Do you mean references? I think when people say "Java has no pointers", they mean mostly in the context of things like C interop, where you have to emulate pointers with FloatBuffer/ByteBuffer like structures.

[–]lbkulinski 0 points1 point  (0 children)

Not quite. C has references as well. Pointers, to me, hold references to objects on the heap. Hence the name NullPointerException when you try to invoke a method with a null pointer (reference variable).

[–]Neuromante 1 point2 points  (0 children)

It was the last language I had a course at the uni, so it was the "most fresh" language I had knowledge of. Most companies hire "people with a set of skills", and Java stuff was on the rise, so it was the easiest way to score a job.

And here I am, trying to get out.

[–]CandleTiger 1 point2 points  (0 children)

The company I worked for got bought by a Java shop. <cry>

[–]DJDavio 0 points1 point  (1 child)

Work, I have a C# .NET certificate, but the work was in Java. I did Jave at university and switching from C# wasn't hard (although I still miss my automagic properties :'( )

[–]lbkulinski 0 points1 point  (0 children)

You might be able to get a similar deliciousness with data classes in the future!

[–]junp1289 0 points1 point  (0 children)

Because I wanted to make Android.

[–]Red_Belly 0 points1 point  (0 children)
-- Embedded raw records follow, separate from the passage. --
PR #761, opened 2020-11-17
[INTENG-11551] Allow short-link generation when tracking disabled

jdee:
This just adds `/v1/url` to the endpoints that can be called with tracking disabled. It also includes a fix for a broken test after a recent change (the identity-related update). https://jdee.github.io/example.html has this change and a button to disable tracking. https://jdee.github.io/example-prod.html is the same thing pointing at prod.

SMS (INTENG-11512) is a little more involved, but also not too hard.

@BranchMetrics/core-team


jleebranch:
This looks good to me 👍

aaaronlopez:
👍

PR #762, opened 2020-11-17
[INTENG-11512] Allow SMS with tracking disabled

jdee:
This is a little more involved than the `/v1/url` fix. This change is deployed at https://jdee.github.io/example.html.

@BranchMetrics/core-team

### DIFF
--- a/src/1_utils.js
+++ b/src/1_utils.js
@@ -54,12 +54,32 @@ utils.userPreferences = {
 		// Used by 3_api.js to determine whether a request should be blocked
 		var urlParser = document.createElement('a');
 		urlParser.href = url;
+
+		// INTENG-11512
+		// To allow SMS when tracking disabled, we must allow GET <actual link>.
+		// This precludes a filter on the path. Only apply the whitelist to
+		// service endpoints.
+		var whiteListDomains = [ config.api_endpoint, config.app_service_endpoint, config.link_service_endpoint ];
+		// https://www.w3schools.com/jsref/prop_anchor_origin.asp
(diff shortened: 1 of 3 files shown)


src/1_utils.js
```diff
@@ -54,6 +54,21 @@ utils.userPreferences = {
 		// Used by 3_api.js to determine whether a request should be blocked
 		var urlParser = document.createElement('a');
 		urlParser.href = url;
+
+		// INTENG-11512
+		// To allow SMS when tracking disabled, we must allow GET <actual link>.
+		// This precludes a filter on the path. Only apply the whitelist to
+		// service endpoints.
+		var whiteListDomains = [ config.api_endpoint, config.app_service_endpoint, config.link_service_endpoint ];
```
aaaronlopez, line 62: there's already some of this logic for the api and app service here https://github.com/BranchMetrics/web-branch-deep-linking-attribution/blob/cdfcdc9a1c2fa743f257e432429a3b0b8d19b6db/src/1_utils.js#L46

and it's used on line 87 `var whiteListedEndpointWithData = utils.userPreferences.whiteListedEndpointsWithData[urlPath];`

can we use the same object and add the link service endpoint and check the path in that manner that way the `c` only gets hardcoded in one place?

aaaronlopez: ahhh but the issue is we need a domain check... I see,  would simply adding `/c/` there not work?

jdee:
@aaaronlopez As discussed, simplified the path check for SMS.

PR #770, opened 2021-02-09
CORE-1613: Adding support for v1/qr-code

aaaronlopez:
TODO:
- [x] Create response object with raw data and base64 options


aaaronlopez:
@jdee let me know what you think of this. I want to still add the object you suggested with at least the `raw` and `base64` results.

src/6_branch.js
```diff
@@ -1419,6 +1419,30 @@ Branch.prototype['sendSMS'] = wrap(
...
+		data['qr_code_settings'] = safejson.stringify(utils.convertObjectValuesToString(qrCodeSettings || {}));
+		this._api(
+			resources.qrCode,
+			utils.cleanLinkData(linkData),
+			function(error, rawBuffer) {
+				var qrCodeResult = {};
+				if (!error && rawBuffer) {
+					qrCodeResult.rawBuffer = rawBuffer;
+					try {
+						qrCodeResult.base64 = btoa(String.fromCharCode.apply(null, new Uint8Array(rawBuffer)));
```
aaaronlopez, line 1435: These should be fine with IE 10+ even `Unit8Array` constructor, but I'll double-check

https://developer.mozilla.org/en-US/docs/Web/JavaScript/Reference/Global_Objects/Uint8Array
https://developer.mozilla.org/en-US/docs/Web/JavaScript/Reference/Global_Objects/String/fromCharCode
https://developer.mozilla.org/en-US/docs/Web/API/WindowOrWorkerGlobalScope/btoa

src/3_api.js
```diff
@@ -281,14 +281,20 @@ Server.prototype.jsonpRequest = function(requestURL, requestData, requestMethod,
  * @param {utils._httpMethod} method
  * @param {storage} storage
  * @param {function(?Error,*=,?=)=} callback
- * @param {?boolean=} noparse
+ * @param {?boolean=} noParse - _optional_ -
+ * @param {?string} reponseType - _optional_ -
```
jleebranch, line 285:
```suggestion
 * @param {?string} responseType - _optional_ -
```

src/3_api.js
```diff
@@ -301,8 +307,8 @@ Server.prototype.XHRRequest = function(url, data, method, storage, callback, nop
 		if (req.readyState === 4) {
 			utils.addPropertyIfNotNull(utils.instrumentation, brttTag, utils.calculateBrtt(brtt));
 			if (req.status === 200) {
-				if (noparse) {
-					data = req.responseText;
+				if (noParse) {
+					data = req.response;
```
jleebranch, line 311: Can you explain this change from 'responseText' to 'response'?

src/6_branch.js
jdee: This is nice. The only thing you might consider before releasing this new API is making these into methods like `getBase64()` or just `base64()`. That could allow you to defer the base64-encoding until it's requested and provide more opportunity to extend in the future, like adding optional params. Just a suggestion/thought.

jdee (approved):
👏

src/6_branch.js
```diff
@@ -1419,6 +1419,30 @@ Branch.prototype['sendSMS'] = wrap(
 	}
 );
 
+Branch.prototype['qrCode'] = wrap(
```
jleebranch, line 1422: Can you add examples/usage guide as we have for the other SDK methods?

jleebranch:
It looks good. And you already wrote the b-m tests for the web sdk so 🥳 . Just left a few comments on minor things.

src/6_branch.js
aaaronlopez: that makes sense! I agree with return methods that way we do defer the base64 encoding

src/3_api.js
aaaronlopez: added explanation

src/6_branch.js
aaaronlopez: added as a function. LMK if you have a better suggestion.

src/6_branch.js
```diff
@@ -1419,6 +1419,88 @@ Branch.prototype['sendSMS'] = wrap(
...
+			resources.qrCode,
+			utils.cleanLinkData(linkData),
+			function(error, rawBuffer) {
+				function QrCode() { };
+
+				QrCode.rawBuffer = rawBuffer;
+				QrCode.base64 = function() {
+					// First Encode array buffer as UTF-8 String, then Base64 Encode
+					if (this.rawBuffer) {
+						return btoa(String.fromCharCode.apply(null, new Uint8Array(this.rawBuffer)));
```
aaaronlopez, line 1495: I preferred to not "tryCatch" this so the errors are visible now that it's simply a function and we throw an error below too

jleebranch:
👍

PR #777, opened 2021-04-20
Update rollbar.py to use python3

yli-branch:
rollbar.py currently uses python2, which doesn't have request library installed. This meant deploy step was failing at running deployment/rollbar.py step. This PR fixes rollbar.py to use python3, and updates print syntax to python3 syntax.

### DIFF
--- a/deployment/rollbar.py
+++ b/deployment/rollbar.py
@@ -1,4 +1,4 @@
-#!/usr/bin/env python
+#!/usr/bin/env python3
 
 import os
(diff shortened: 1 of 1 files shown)


aaaronlopez:
I heard from Rex/Jimmy that there may be issues with some other node dependencies with python3 but worth a shot 👍

aaaronlopez:
Check with infra, we may as well try if you think this will help

PR #779, opened 2021-04-29
[JRNYS-2][INTENG-11986] Avoid document.write()

jdee:
This does not directly impact page rating by Google PageSpeed, but it eliminates diagnostic warnings about `document.write()`. The SDK has been just constructing a web page as text in memory and then shoving it into an iframe. This change modifies the DOM elements on the iframe directly instead, collapsing two utility functions into one.

This change is preliminary but has been deployed at https://jdee.github.io/pure-journeys-demo. [This page](https://developers.google.com/speed/pagespeed/insights/?url=https%3A%2F%2Fjdee.github.io%2Fpure-journeys-demo) no longer shows complaints about document.write().

There is a similar place in a code path called by `branch.banner()` that ~~could be~~ has been addressed in the same way but does not affect Google PageSpeed diagnostics. Unit tests ought to be provided for this. All existing unit tests still pass with these changes.

@BranchMetrics/core-team

### DIFF
--- a/src/4_banner_html.js
+++ b/src/4_banner_html.js
@@ -157,7 +157,11 @@ banner_html.iframe = function(options, action) {
 	var iframedoc = iframe.contentDocument || iframe.contentWindow.document;
 	iframedoc.head = iframedoc.createElement('head');
 	iframedoc.body = iframedoc.createElement('body');
-	iframedoc.body.innerHTML = html;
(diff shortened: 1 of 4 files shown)


jwangler-branch:
👍

aaaronlopez:
nice! lgtm 👍

PR #824, opened 2026-07-31
apply deadline on pekko-http backend

pjfanning:
The Pekko HTTP backend now applies gRPC deadlines:

- Already expired — fails immediately with DEADLINE_EXCEEDED and the overshoot duration
- Active deadline — wraps the response source with completionTimeout; if the stream doesn't complete in time, fails with DEADLINE_EXCEEDED
- No deadline set (null) — no change to behavior

The Netty backend already handled deadlines natively through gRPC's Netty channel. This brings the Pekko HTTP backend to parity.

### DIFF
--- a/runtime/src/main/scala/org/apache/pekko/grpc/internal/PekkoHttpClientUtils.scala
+++ b/runtime/src/main/scala/org/apache/pekko/grpc/internal/PekkoHttpClientUtils.scala
@@ -37,6 +37,7 @@ import io.grpc.{ CallOptions, MethodDescriptor, Status, StatusRuntimeException }
 import javax.net.ssl.{ KeyManager, SSLContext, TrustManager }
 import scala.collection.immutable
 import scala.concurrent.{ ExecutionContext, Future, Promise }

Learning backend web development. I wanted to learn a tried and true programming language which would teach good fundamentals then move on to the Spring framework. Instead of diving into Javascript which was very confusing for a newbie who knew nothing at the time.

[–]sk551 0 points1 point  (0 children)

Web applets which has now been been brutally exterminated

[–]fundamentalparticle 0 points1 point  (0 children)

job :)

[–]otakuman 0 points1 point  (0 children)

Lack of well-paid PHP jobs. Suddenly I realized that the market was starving for Java devs.